=== WORK REQUEST ===
Going through the entries below, find how many lines hold "contains", then give that number alone.

Saved entries
_ _ _ _ _

PR #3395, opened 2023-03-31
Fix: Compiler Exception when `!!`, Anon Record, & aliased `Ux<...>`

Booksbaum:
```fsharp
type Value = U2<bool, string>
type I =
    abstract value: Value with get,set

let i: I = !!{|
    value = "foo"
|}
```
fails with compiler error:
> unreachable

[repl](https://fable.io/repl/#?code=PYBwpgdgBAYghgIwDZgHQGFgCcwFgBQoksiKG2aAUgM4CSEALmFqAW-gwJ7hQBqcSAK5goAXigBVAEwAeBMGBIANFGoMsASwgBzAHwEuPWmIJQzURGqxwAxgygA3AcIBcfZyIDuGhgAso2mAMStRB7Cj2Gm7G4gCEsQDeAD6m5k5CIuIARABmClkESQC+QA&html=Q&css=Q)

Issue is: `value` is recognized as `U2`, but `GenericArguments` is empty because type is `Value` (no gen args) and not `U2<...>` ([location in code](https://github.com/fable-compiler/Fable/blob/a183c2995ed4966d6c58be9e811e531a99ec1208/src/Fable.Transforms/FSharp2Fable.Util.fs#L1361-L1404))

This PR fixes that by looking at `AbbreviatedType` (which is `U2<...>`) instead

### DIFF
--- a/src/Fable.Transforms/FSharp2Fable.Util.fs
+++ b/src/Fable.Transforms/FSharp2Fable.Util.fs
@@ -1363,6 +1363,7 @@ module TypeHelpers =
                 // This is necessary because: `makeType` reduces Erased Unions (including Ux) to `Any` -> no type info any more
                 //
                 // Note: no handling of nested types: `U2<string, U<int, float>>` -> `int` & `float` don't get extract
+                let ty = ty.AbbreviatedType
                 match ty with
                 | UType tys ->
                     tys
--- a/src/Fable.Transforms/FSharp2Fable.Util.fs
+++ b/src/Fable.Transforms/FSharp2Fable.Util.fs
@@ -1380,8 +1380,8 @@ module TypeHelpers =
                 match ty with
                 | TypeDefinition tdef ->
                     match FsEnt.FullName tdef with
-                    | Types.valueOption -> Some(ty.GenericArguments[0], true)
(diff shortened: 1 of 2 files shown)


src/Fable.Transforms/FSharp2Fable.Util.fs
```diff
@@ -1363,6 +1363,7 @@ module TypeHelpers =
                 // This is necessary because: `makeType` reduces Erased Unions (including Ux) to `Any` -> no type info any more
                 //
                 // Note: no handling of nested types: `U2<string, U<int, float>>` -> `int` & `float` don't get extract
+                let ty = ty.AbbreviatedType
```
alfonsogarciacaro, line 1366: There is a `nonAbbreviatedType` helper in FSharp2Fable.Util that deals with edge cases (e.g. alias of an alias) that could be used here. Latest FCS also has a `StripAbbreviations` method, not sure if it can be used.

alfonsogarciacaro (approved):

alfonsogarciacaro:
Thanks @Booksbaum!

Interesting timing. Actually I just sent a PR that affects this code because it doesn't erase erased types (pun unintended) from Fable AST: https://github.com/fable-compiler/Fable/pull/3396

Issue #3394, opened 2023-03-31
Fable issues with reflection in Fable-compatible library


Freymaurer:
### Description

Hey everyone, i am working on a library ([FsSpreadsheet](https://github.com/Freymaurer/FsSpreadsheet/tree/fable) and want to make one project fable compatible. I followed the official [guide lines](https://fable.io/docs/your-fable-project/author-a-fable-library.html) and started testing around with local nuget packages (`./build.cmd pack` to create nuget packages). I then created a fresh SAFE stack to test the whole thing ([here](https://github.com/Freymaurer/Fable-reflection-library-issue)). I used a `nuget.config` to add a local feed for my nuget packages and tested around. Now to my issue. [This](https://github.com/Freymaurer/FsSpreadsheet/blob/635f3d707ab7df959669264a28123a3fd9b3c4e4/src/FsSpreadsheet/Cells/FsCell.fs#L231) member function errors in fable with:

![image](https://user-images.githubusercontent.com/39732517/229076231-c8b09b7b-5657-4557-a9a1-6158ec2b69dd.png)

I then removed this function for fable using the `#if FABLE_COMPILER` logic you can see in the current version of the repo.
I added the package again and it works with the function removed. I then added the code to the test SAFE stack directly [here](https://github.com/Freymaurer/Fable-reflection-library-issue/blob/e2be2ba60b700aa687843d10d39b5e33d4e6851c/src/Client/Test.fs#L9) and it works. 

So to summarize, the same function returns an error in a Fable library, but runs if written directly into the Fable compiled project.

### Repro code

**Fable library**: https://github.com/Freymaurer/FsSpreadsheet/tree/fable
**Test SAFE stack**: https://github.com/Freymaurer/Fable-reflection-library-issue

The test SAFE stack contains to local nuget packages in `lib`. 
Version 1.1.9 has the relevant code in the library removed (therefore it works in the SAFE stack),
version 1.2.0 contains the relevant code (therefore it does not work in the SAFE stack).
Can switch between these versions [here](https://github.com/Freymaurer/Fable-reflection-library-issue/blob/e2be2ba60b700aa687843d10d39b5e33d4e6851c/src/Client/Client.fsproj#L15).

### Expected and actual results

It should work in both versions or not work in both versions.

### Related information

* Fable version: `dotnet fable --version`:  **3.7.5**
* Operating system: Windows **10**

Please let me know if you need further information 👍

MangelMaxime:
[...]

PR #3396, opened 2023-03-31
Emit Fable erased unions as TS union types

alfonsogarciacaro:
This PR stops compiling erased types as `Any` so they can be dealt with in the Fable2XXX step. @ncave @dbrattli Not sure how it affects Rust and Python, although tests are passing. For JS/TS I'm [skipping the declaration](https://github.com/fable-compiler/Fable/blob/6987bc34aefdb0a38ca2e68f89c32fc2276a0309/src/Fable.Transforms/Fable2Babel.fs#L2647-L2652) and for TS I'm transforming the annotations to TS unions/tuples when possible: https://github.com/fable-compiler/Fable/blob/6987bc34aefdb0a38ca2e68f89c32fc2276a0309/src/Fable.Transforms/Fable2Babel.fs#L617-L638

@Booksbaum An unfortunate consequence is this breaks some of the [integration tests for anonymous records casted to interfaces](https://github.com/fable-compiler/Fable/pull/3396/commits/63268122957e3a6a3c2d8d1d40f4b579a940a652#diff-fd3722e75ea03ecc628b598d94926d181420b87393e44a0bfc26e8b10945370b) because U2, U3... are not compiled as `Any` anymore. For now I just commented out the test because I think it's not a common pattern to have an anonymous record with a field like U2<string, int> (you either have string or int) but we can try to bring them back if needed. I also moved the code to deal with this from FSharp2Fable.Util to Replacements.Util, as it's only use from JS and Python replacements.

> Also, at the end I added a [commit to optimize compile-time equality](https://github.com/fable-compiler/Fable/pull/3396/commits/6987bc34aefdb0a38ca2e68f89c32fc2276a0309) to reduce generated code for patterns [like this](https://github.com/Freymaurer/FsSpreadsheet/blob/635f3d707ab7df959669264a28123a3fd9b3c4e4/src/FsSpreadsheet/Cells/FsCell.fs#L231) (see #3394).


src/Fable.Transforms/Replacements.fs
```diff
@@ -469,6 +469,7 @@ let rec equals (com: ICompiler) ctx r equal (left: Expr) (right: Expr) =
         Helper.LibCall(com, modName, "equals", Boolean, [left; right], ?loc=r) |> is equal
     | Builtin (BclGuid|BclTimeSpan|BclTimeOnly)
     | Boolean | Char | String | Number _ | MetaType ->
+        // Helper.LibCall(com, "Util", "physicalEquality", Boolean, [left; right], ?loc=r) |> is equal
```
ncave, line 472: @alfonsogarciacaro I thought the `physicalEquality` wrapper was needed, to allow equality tests like `111 === 222`, which the TS compiler frowns upon, if not wrapped in a call. Perhaps we should leave it.

alfonsogarciacaro: It's tricky, I went back to the equality operator to enable the optimization included in this PR to reduce equality checks at compile time. It seems this optimization is what prevents Typescript from complaining, but we can also "fix" the test by making the variables mutable and adding a potential side effect between the declaration and the assertion to prevent Fable from inlining them... The optimizer has become so good that now we need to fight to have "proper" tests 😂

ncave: @alfonsogarciacaro We can fix the tests to avoid it, but we can't fix user code.
So if the user does `11 = 22`, it's not going to compile for TypeScript.

alfonsogarciacaro: Sorry, by "fixing" I meant if we want to test the actual runtime equality. After this PR, if we end up with 11 = 22, either by user definition or after inlining, this will be reduced to "false" (and the if/else branch potentially discarded, see operationReduction transform in this PR) so Typescript won't get to see the equality and it should be fine.

ncave: I see, that's ok then, thanks.

PR #3400, opened 2023-04-01
[JS/TS] Use native bigint type

ncave:
- Use native JS `bigint` type in `fable-library`.
- Enabled ConvertTests, UtilTests for TS.
- Enabled ComparisonTests for TS.

2190 tests passing for TS.

Note: `bigint` needs `es2020`, but perhaps that's ok, it's 2023 already.

### DIFF
--- a/src/Fable.Transforms/Fable2Babel.fs
+++ b/src/Fable.Transforms/Fable2Babel.fs
@@ -317,7 +317,7 @@ module Reflection =
         | Fable.Boolean -> jsTypeof "boolean" expr
         | Fable.Char | Fable.String _ -> jsTypeof "string" expr
         | Fable.Number(Decimal,_) -> jsInstanceof (libValue com ctx "Decimal" "default") expr
-        | Fable.Number(BigInt,_) -> jsInstanceof (libValue com ctx "BigInt/z" "BigInteger") expr
+        | Fable.Number(BigInt,_) -> jsTypeof "bigint" expr // jsInstanceof (libValue com ctx "BigInt/z" "BigInteger") expr
         | Fable.Number((Int64|UInt64),_) -> jsInstanceof (libValue com ctx "Long" "default") expr
         | Fable.Number _ -> jsTypeof "number" expr
         | Fable.Regex -> jsInstanceof (Expression.identifier("RegExp")) expr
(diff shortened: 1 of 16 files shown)


alfonsogarciacaro:
This is fantastic @ncave! I've been thinking of using native bigint for a while. It'd be great if we could use also bigint to represent int64 and decimals, so we can remove the external dependencies. For int64 we would need to [incorporate bound checks to operations and conversions](https://stackoverflow.com/a/20130355) and for decimal a [light wrapper to keep track of the decimal places](https://stackoverflow.com/a/54409977). Do you think that would be possible?

ncave:
@alfonsogarciacaro We can, but I'm not sure that we need to, it's not like int64 and decimals need much maintenance. If there are any performance reasons, sure, but I haven't seen any perf tests.

MangelMaxime:
Great work and always happy to see Fable use native solutions 😍

A wild guess from me about another benefit of using native BigInt and removing external dependencies is that the impact of using these types on the bundle size would be reduce.

I know that @alfonsogarciacaro advice to disable by default some types in Thoth.Json to reduce the bundle size impact:

CleanShot 2023-04-02 at 16 56 58@2x

alfonsogarciacaro (approved):

alfonsogarciacaro:
Makes sense @ncave. Thanks again!

ncave:
@alfonsogarciacaro To clarify, although using `bigint` for `int64`/`uint64` (instead of `long.js`) seems logical, when you add the bounds checking to each operation it becomes *2x slower* than `long.js`.

The best I could come up with was to let the runtime do the bounds checking using typed array, but that only improves it to about *1.5x slower* than `long.js`.

So if *1.5x slower* for arithmetic operations is acceptable price to get rid of that `long.js` dependency, we can use these simple wrappers for bounds checking on each `int64`/`uint64` op:

```ts
const int64buf = new BigInt64Array(1);
const uint64buf = new BigUint64Array(1);

function toInt64(x: bigint) {
    int64buf[0] = x;
    return int64buf[0];
}

function toUInt64(x: bigint) {
    uint64buf[0] = x;
    return uint64buf[0];
}
```

ncave:
@alfonsogarciacaro Actually, I stand corrected, looks like the static `bigint` wrappers `BigInt.asIntN` / `BigInt.asUintN` are performant enough (faster than `long.js`), so let me try it in a separate PR.

alfonsogarciacaro:
That'd be awesome @ncave! Thanks a lot for taking the time to measure the performance of the different options! ❤️

PR #3401, opened 2023-04-04
[JS/TS] int64/uint64 as native bigint

ncave:
- Added `int64`/`uint64` as native `bigint`.


ncave:
@alfonsogarciacaro Ready for review/merge of you're ok with it.

alfonsogarciacaro (approved):
This is great @ncave, thanks a lot!

alfonsogarciacaro:
BTW, not sure if it makes sense to use BigInt for decimals too. I found [this](https://github.com/srknzl/bigdecimal.js). It claims to be faster than big.js, but it's quite a bit of code. I was hoping for such a library to be only a thin wrapper (a bigint plus the number of decimal digits).

kerams:
@MangelMaxime, does this mean Thoth could stop requiring extra encoders for `int64` when compiling with Fable 4.0.5+?

MangelMaxime:
@kerams I guess so.

The following types are the one that need the extra coders addition right now:

- decimal
- int64
- uint64
- bigint

I created an issue on Thoth.Json repo https://github.com/thoth-org/Thoth.Json/issues/173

_ _ _ _ _

=== EXERCISE ANSWER ===
2